Problem to solve: Return a copy of every line in the data below that contains "jupiter".

Dataset records:
● ● ● ● ● ● ●
PR #156, opened 2020-10-04
Use a set to store tagOpen completions

### LINKED ISSUE #141: Duplicate dependency completion entries
Still trying to get lemminx-maven working in vscode.
Now I'm at a point where I get completion for dependencies, but I see duplicates for some of them:

Screen Shot 2020-09-08 at 7 22 21 PM

AObuchow:
Try to prevent duplicate completions
Fix #141

Signed-off-by: Andrew Obuchowicz <andrew@aobuchow.com>

### DIFF
--- a/lemminx-maven/src/main/java/org/eclipse/lemminx/maven/MavenCompletionParticipant.java
+++ b/lemminx-maven/src/main/java/org/eclipse/lemminx/maven/MavenCompletionParticipant.java
@@ -179,6 +179,7 @@ public class MavenCompletionParticipant extends CompletionParticipantAdapter {
 		if (request.getXMLDocument().getText().length() < 2) {
 			response.addCompletionItem(createMinimalPOMCompletionSnippet(request));
 		}
+		Set<CompletionItem> completionItems = new HashSet<CompletionItem>();
 		DOMElement parent = request.getParentElement();
 		if (parent == null || parent.getLocalName() == null) {
 			return;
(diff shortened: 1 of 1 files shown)


lemminx-maven/src/main/java/org/eclipse/lemminx/maven/MavenCompletionParticipant.java
```diff
@@ -328,11 +329,12 @@ public void onXMLContent(ICompletionRequest request, ICompletionResponse respons
 					.stream()
 					.map(artifacts -> Collections.max(artifacts, highestVersionWithDescriptionComparator))
 					.map(artifactInfo -> toGAVCompletionItem(artifactInfo, request, gavInsertionStrategy))
-					.forEach(response::addCompletionItem);
+					.forEach(completionItems::add);
 		}
 		if (request.getNode().isText() && (allArtifactInfos.isEmpty() || request.getNode().getTextContent().contains("$"))) {
 			completeProperties(request).forEach(response::addCompletionAttribute);
```
AObuchow, line 335: I'm not sure what's the difference between a completion item and completion attribute? Maybe the properties should also be added to the set of completionItems.

mickaelistria:
Please add a test case beforehand for that issue, it will make things easier.

AObuchow:
> Please add a test case beforehand for that issue, it will make things easier.

I'm not entirely sure yet how to reproduce the bug as my suspicion is that the local repo & index were providing the same completion. Perhaps I can setup a test to download an artifact from the soffid repo (on hover) then trigger a completion to see if duplicate completions appear (one from local repo and one from index)

mickaelistria:
Yes, I also believe that local repo + index containing the artifact is the scenario. However, I don't think we should pick one or the other as in some cases, one or the other may have more data available. We should instead try to "reduce" multiple completion items for the same GAV to a single one, merging their input if its different.

AObuchow:
@mickaelistria ok good idea. So I'll try to come up with a function that merges GAV completion items to the one that has the most data available then.

mickaelistria:
This is too outdated, let's close.

PR #166, opened 2020-11-11
Migrate to Lemminx 0.14.1.

akurtakov:
Signed-off-by: Alexander Kurtakov <akurtako@redhat.com>


mickaelistria:
I think we can try to improve that deeper in tycho, by making the validate-version mojo m2e compatible so it would be run by default by m2e on build, and would report errors "naturally".
However, that wouldn't work with other IDEs, but I don't think we have to care, do we?

PR #182, opened 2021-01-08
Fix artifact completion in <dependencies> in VSCode

### LINKED ISSUE #180: Completion for partially complete artifact names in dependencies
Currently, you can add a dependency by opening completion at the `|`, typing the artifact name, then selecting which one you want:
```xml
...
  <dependencies>
    <dependency>
      <groupId>com.fasterxml.jackson.core</groupId>
      <artifactId>jackson-core</artifactId>
      <version>2.11.3</version>
    </dependency>
    |
  </depdenencies>
...
```

It would be helpful if completion could also be provided if you type part of the artifact name, then open completion (at the `|`):
```xml
...
  <dependencies>
    <dependency>
      <groupId>com.fasterxml.jackson.core</groupId>
      <artifactId>jackson-core</artifactId>
      <version>2.11.3</version>
    </dependency>
    junit-|
  </depdenencies>
...
```

It would also be helpful if completion could be provided inside of `<dependencies>` before any other dependencies are declared:
```xml
...
  <dependencies>
    junit-|
  </depdenencies>
...
```

datho7561:
Adjust the replace range of the TextEdit of the completion item so that it covers just the text node. This prevents VSCode from filtering the completion result.

Closes #180

Signed-off-by: David Thompson <davthomp@redhat.com>

### DIFF
--- a/lemminx-maven/src/main/java/org/eclipse/lemminx/extensions/maven/MavenCompletionParticipant.java
+++ b/lemminx-maven/src/main/java/org/eclipse/lemminx/extensions/maven/MavenCompletionParticipant.java
@@ -33,6 +33,7 @@ import java.util.function.Function;
 import java.util.function.Predicate;
 import java.util.logging.Level;
 import java.util.logging.Logger;
+import java.util.regex.Pattern;
 import java.util.stream.Collectors;
 import java.util.stream.Stream;
 
@@ -75,6 +76,7 @@ import org.eclipse.lsp4j.jsonrpc.messages.Either;
 public class MavenCompletionParticipant extends CompletionParticipantAdapter {
 
 	private static final Logger LOGGER = Logger.getLogger(MavenCompletionParticipant.class.getName());
+	private static final Pattern ARTIFACT_ID_PATTERN = Pattern.compile("[-.a-zA-Z0-9]+");
 
 	static interface GAVInsertionStrategy {
 		/**
@@ -320,8 +322,10 @@ public class MavenCompletionParticipant extends CompletionParticipantAdapter {
 						}).forEach(response::addCompletionItem);
 		}
 		if (!allArtifactInfos.isEmpty()) {
-			Comparator<ArtifactInfo> artifactInfoComparator = Comparator.comparing(artifact -> new DefaultArtifactVersion(artifact.getVersion()))/*.thenComparing(ArtifactInfo::getDescription)*/;
-			final Comparator<ArtifactInfo> highestVersionWithDescriptionComparator = artifactInfoComparator.thenComparing(artifactInfo -> artifactInfo.getDescription() != null ? artifactInfo.getDescription() : "");
+			Comparator<ArtifactInfo> artifactInfoComparator = Comparator.comparing(artifact -> new DefaultArtifactVersion(artifact.getVersion()));
+			final Comparator<ArtifactInfo> highestVersionWithDescriptionComparator = artifactInfoComparator
+					.thenComparing(
+							artifactInfo -> artifactInfo.getDescription() != null ? artifactInfo.getDescription() : "");
 			allArtifactInfos.stream()
 					.collect(Collectors.groupingBy(artifact -> artifact.getGroupId() + ":" + artifact.getArtifactId()))
 					.values()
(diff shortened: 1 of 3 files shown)


datho7561:
- [ ] Tests
- [ ] Take a look for regressions, for instance in Eclipse

angelozerr:
Thanks @datho7561 for your PR. For the test, it should be nice to consume LemMinx XMLAssert.

mickaelistria:
@datho7561 Thanks for the move to JUnit 5! Do you think you could make it a separate dedicated PR; we could merge it almost immediately.

datho7561:
@mickaelistria #187

mickaelistria:
@datho7561 Would it be possible to stick to LemMinX 0.14.1 for this change or are there API changes requiring the move to 0.14.2-SNAPSHOT? We may want to release LemMinX-Maven after a 1st batch of issue to have it working in VSCode is resolved; and we need to keep things compatible with Eclipse IDE, which at the moment is using 0.14.1 and may not be able to update to 0.14.2 as soon as it's released.

datho7561:
> ...are there API changes requiring the move to 0.14.2-SNAPSHOT? ...

There aren't API changes that are required, sorry I copy/pasted the dependency info from somewhere else and haven't fixed it in this branch yet.

> We may want to release LemMinX-Maven after a 1st batch of issue to have it working in VSCode is resolved; and we need to keep things compatible with Eclipse IDE, which at the moment is using 0.14.1 and may not be able to update to 0.14.2 as soon as it's released.

Okay sounds good.

mickaelistria:
I'll try it tomorrow morning in Eclipse IDE and will merge if I don't see regressions.

datho7561:
Okay. The test that I added fails as of right now.

mickaelistria:
So I'll wait for the test to pass before trying it in Eclipse IDE.
Do you have any clue why the test seems to not be run with https://github.com/eclipse/lemminx-maven/pull/182/checks?check_run_id=1683898573 while it's running with Jenkins?

lemminx-maven/src/main/java/org/eclipse/lemminx/extensions/maven/MavenCompletionParticipant.java
```diff
@@ -432,16 +434,34 @@ private CompletionItem toGAVCompletionItem(ArtifactInfo artifactInfo, ICompletio
 		if (artifactInfo.getDescription() != null) {
 			item.setDocumentation(artifactInfo.getDescription());
 		}
+		Range newReplaceRange;
+		try {
+			DOMDocument doc = request.getXMLDocument();
```
angelozerr, line 439: In LemMinx we had a similar usecase when you try to open completion for element tag name inside a text node which doesn't start with `<`. See https://github.com/eclipse/lemminx/blob/0d812fb4acca54b9df17371e0bb8e8b99bcf5b73/org.eclipse.lemminx/src/main/java/org/eclipse/lemminx/services/XMLCompletions.java#L755

If you see `getElementNameRangeAt `https://github.com/eclipse/lemminx/blob/0d812fb4acca54b9df17371e0bb8e8b99bcf5b73/org.eclipse.lemminx/src/main/java/org/eclipse/lemminx/dom/DOMDocument.java#L125 it consumes getWordRangeAt which use a regexp https://github.com/eclipse/lemminx/blob/0d812fb4acca54b9df17371e0bb8e8b99bcf5b73/org.eclipse.lemminx/src/main/java/org/eclipse/lemminx/commons/TextDocument.java#L95

I suggest that you write a regexp pattern for artifact id and you do 

`Range artifactIdRange = doc.getTextDocument(request.getOffset(), ARTIFACTID_PATTERN);`

(artifactdIdRange is your newReplaceRange )

datho7561: Thanks for pointing this out! I have switched to this method for the PR

datho7561:
> So I'll wait for the test to pass before trying it in Eclipse IDE.

They should be good now.

> Do you have any clue why the test seems to not be run with https://github.com/eclipse/lemminx-maven/pull/182/checks?check_run_id=1683898573 while it's running with Jenkins?

I'll take a look into it.

lemminx-maven/src/test/java/org/eclipse/lemminx/extensions/maven/test/LemminxMavenCompletionParticipantTest.java
```diff
@@ -0,0 +1,110 @@
...
+
+import static org.eclipse.lemminx.XMLAssert.c;
+import static org.eclipse.lemminx.XMLAssert.te;
+
+import org.eclipse.lemminx.XMLAssert;
+import org.junit.jupiter.api.Test;
+import org.junit.jupiter.api.extension.ExtendWith;
+
+@ExtendWith(NoMavenCentralIndexExtension.class)
+public class LemminxMavenCompletionParticipantTest {
```
angelozerr, line 19: I would rename the class with just `MavenCompletionTest`

angelozerr:
Test on Windows OS with vscode and it works like a charm, great job @datho7561 !

mickaelistria:
Tested on m2e and seems to work as expected, no regression found.
Thanks @datho7561 !

Issue #181, opened 2021-01-08
java.nio.channels.OverlappingFileLockException with multiple instances trying to access same index


angelozerr:
Sometimes I have a NPE which comes from that `e.getCause()` at https://github.com/eclipse/lemminx-maven/blob/07361e1f0df7fd304c2a717bf14887331120e576/lemminx-maven/src/main/java/org/eclipse/lemminx/extensions/maven/searcher/RemoteRepositoryIndexSearcher.java#L100 is null.

The real exception is `java.nio.channels.OverlappingFileLockException`:

![image](https://user-images.githubusercontent.com/1932211/104038893-f4b02300-51d5-11eb-98cc-e110ede49140.png)

mickaelistria:
This does usually happen when multiple instance of the language server are started. The issue is that the index files are protected by some lock; which is not a bad thing; but unfortunately it makes even just reading the index from different process non functioning. I tried to look at solutions some time ago, but didn't find anything useful. Any hint would be welcome!

mickaelistria:
Index stuff was removed with #250

PR #183, opened 2021-01-09
Fix NE when 'java.nio.channels.OverlappingFileLockException' occurs

angelozerr:
Fix NE when 'java.nio.channels.OverlappingFileLockException' occurs

See https://github.com/eclipse/lemminx-maven/issues/181


mickaelistria:
Thanks!

PR #190, opened 2021-01-15
Clean package names.

angelozerr:
Clean package names.


angelozerr:
This PR group features in a proper package name. It follows the same package names than other internal lemminx extension (with participants package name).

mickaelistria:
Seems like Snippets are broken by that change. Feel free to just remove anything snippet related by the way, we don't really need them IMO.

angelozerr:
> Seems like Snippets are broken by that change. Feel free to just remove anything snippet related by the way, we don't really need them IMO.

I removed it, but I would like to keep it since vscode-maven provides this kind of snippet. I will create an another PR for that to support this snippet but with the LemMinx snippet support which is more robust.

mickaelistria:
Thanks!

PR #191, opened 2021-01-16
Declare tag element in a DOM constants.

angelozerr:
Declare tag element in a DOM constants.


mickaelistria:
Thanks!

PR #192, opened 2021-01-18
launch for vscode debugging

angelozerr:
launch for vscode debugging


angelozerr:
This PR provides a vscode launch for debugging lemminx-maven inside vscode.

See https://github.com/redhat-developer/vscode-xml/blob/master/docs/Extensions.md#debugging-your-java-lemminx-extension for more explanation

mickaelistria:
Shouldn't that be part of vscode-xml instead?

angelozerr:
> Shouldn't that be part of vscode-xml instead?

The idea is that you import lemminx-maven in vscode, and you can debug it. We have a similar file in lemminx https://github.com/eclipse/lemminx/tree/master/.vscode

mickaelistria:
Why is that necessary for VSCode while this kind of thing is not necessary for other IDEs?

angelozerr:
It's just a launch (like an Eclipse IDE launch) which is proper configured.

mickaelistria:
Yes, but debugging Maven projects in Eclipse IDE usually work well without adding an Eclipse .launch file, and same for NetBeans and IntelliJ, I don't get what's so different with VSCode that makes it useful.

angelozerr:
> Yes, but debugging Maven projects in Eclipse IDE usually work well without adding an Eclipse .launch file, and same for NetBeans and IntelliJ, I don't get what's so different with VSCode that makes it useful.

In Eclipse IDE, you have an UI which creates the launch, in vscode you have not that and you must write at hand the launch. This PR avoid writting at hand this file. You import the lemminx-maven in vscode and you benefit from this launch without writing at hand.

mickaelistria:
> in vscode you have not that and you must write at hand the launch. 

OK, I thought there were some command in VSCode-Java to generate that kind of things.
I'll merge it because it doesn't harm and it makes you and others more productive; but I'm surprised that people have asked other IDEs a lot of effort to not require to check-in IDE-specific files in the project yet remain productive, and all of a sudden, committing another-IDE-specific file become almost necessary... Is this innovation or regression?

Issue #146, opened 2020-09-10
completion of properties without ${ prefix


a1dutch:
it would be good properties could be completed without having to add the `${` prefix

given the following property

```xml
<properties>
  <spring.version>5.0.2</spring.version>
<properties>
```

it would be good offer `${spring.version}` as a completion for below

```xml
<version>spring.ver</version>
```

mickaelistria:
That's a good idea, and it'd be relatively easyto write a test case for it and then to add the feature. Would you be interested in trying to write a patch?

a1dutch:
i can give it a go

mickaelistria:
Cool! Feel free to ask any question here if you're stuck.

mickaelistria:
@a1dutch Did you have the opportunity to look at it? If not, do you have plans for it?

a1dutch:
@mickaelistria i did start to have to have a look but the whole setup process to get it working in eclipse was far from easy

mickaelistria:
What specifically do you find complex importing it in Eclipse IDE? Just doing File > Open Projects from Filesystem... should work. Then it's just a typical Maven project: write a test case for the new feature, verifies it fails and do the necessary changes until it pases.

a1dutch:
yes i managed to get that part working, but trying to get it working with m2e & wild web developer to see it working using a locally built lemminx-maven

mickaelistria:
So if you already get it working in a Unit Test, please submit it as a PR without further consideration ;)

a1dutch:
let me check where i got too, i've been pretty busy since i started looking at it

mickaelistria:
@a1dutch I captured some answer to the "how to try in m2e" story in https://github.com/eclipse-m2e/m2e-core/blob/master/org.eclipse.m2e.editor.lemminx/HOWTO-DEV.md , but anyway, we first need the feature to work and be covered by unit test before it's worth trying to integrate it in client IDEs (eg Eclipse m2e).

PR #195, opened 2021-01-26
completion of properties without ${ prefix #146

vrubezhny:
Fixes: #146


angelozerr:
@vrubezhny that's great that you are using XMLAssert from LemMinx to write tests. Any feedback are welcome to improve it. Thanks!

PR #199, opened 2021-02-05
Fix #196: lemminx-maven completely ignore local settings

### LINKED ISSUE #196: lemminx-maven completely ignore local settings
Hello,

I am using version 1.17.0.20201203-1258 (as told by the Window > Help for POM Editor using LemMinX language server / org.eclipse.m2e.lemminx.feature.feature.group).

Because I override the default .m2 local repository and put a file instead (eg: echo "FILE" >"${USERPROFILE}/.m2/repository"), Lemminx Maven is failing because it uses the default repository which I don't want:

```
Non-resolvable import POM: Could not transfer artifact org.junit:junit-bom:pom:5.7.0 from/to central-mirror (https://jcenter.bintray.com/): %USERPROFILE%\.m2\repository\org\junit\junit-bom\5.7.0\aether-738fca6a-b95a-43a5-90dc-8ccff46afeb0-junit-bom-5.7.0.pom-in-progress (Le chemin d’accès spécifié est introuvable)
```

To ensure that no one tries to write in `%USERPROFILE%\.m2\repository`, I created a file instead of a directory - hence the error.

The problem however is that Lemminx don't take into account the default settings.xml which starts with:

```xml
<?xml version="1.0" encoding="utf-8" ?>
<settings xmlns="http://maven.apache.org/SETTINGS/1.1.0" xmlns:xsi="http://www.w3.org/2001/XMLSchema-instance" xsi:schemaLocation="http://maven.apache.org/SETTINGS/1.1.0
                      http://maven.apache.org/xsd/settings-1.1.0.xsd">
  <localRepository>E:\apps\data\maven-local</localRepository>
   ...
</settings>
```

The settings are configured to default in the Eclipse Maven preferences and I've got a lot of dubious warnings:

``` 
Plugin could not be resolved. Ensure the plugin's groupId, artifactId and version are present.

Additional information: Plugin org.apache.maven.plugins:maven-clean-plugin:3.1.0 or one of its dependencies could not be resolved: Failed to read artifact descriptor for org.apache.maven.plugins:maven-clean-plugin:jar:3.1.0
```

I think those are related: the Language Server is explicitly **ignoring** the settings.xml for whatever reason.

The issue #42 was closed without much fixes.

A m2.conf as stated in the #42 could be fine, but I don't see why I would have to do that : my settings is in the default location, and it is not even being read otherwise it would have read the repo path...

Is there a way for me to force it to use the good settings/localRepository ?

How can I diagnose ? (the Language Server logs does not seems to provide hints)

glhez:
Do not change the LocalRepositoryPath to the default RepositorySystem.defaultUserLocalRepository if there some existing
  path.

### DIFF
--- a/lemminx-maven/src/main/java/org/eclipse/lemminx/extensions/maven/MavenLemminxExtension.java
+++ b/lemminx-maven/src/main/java/org/eclipse/lemminx/extensions/maven/MavenLemminxExtension.java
● ● ● ● ● ● ●
Response area:
+import org.junit.jupiter.api.Test;
+import org.junit.jupiter.api.extension.ExtendWith;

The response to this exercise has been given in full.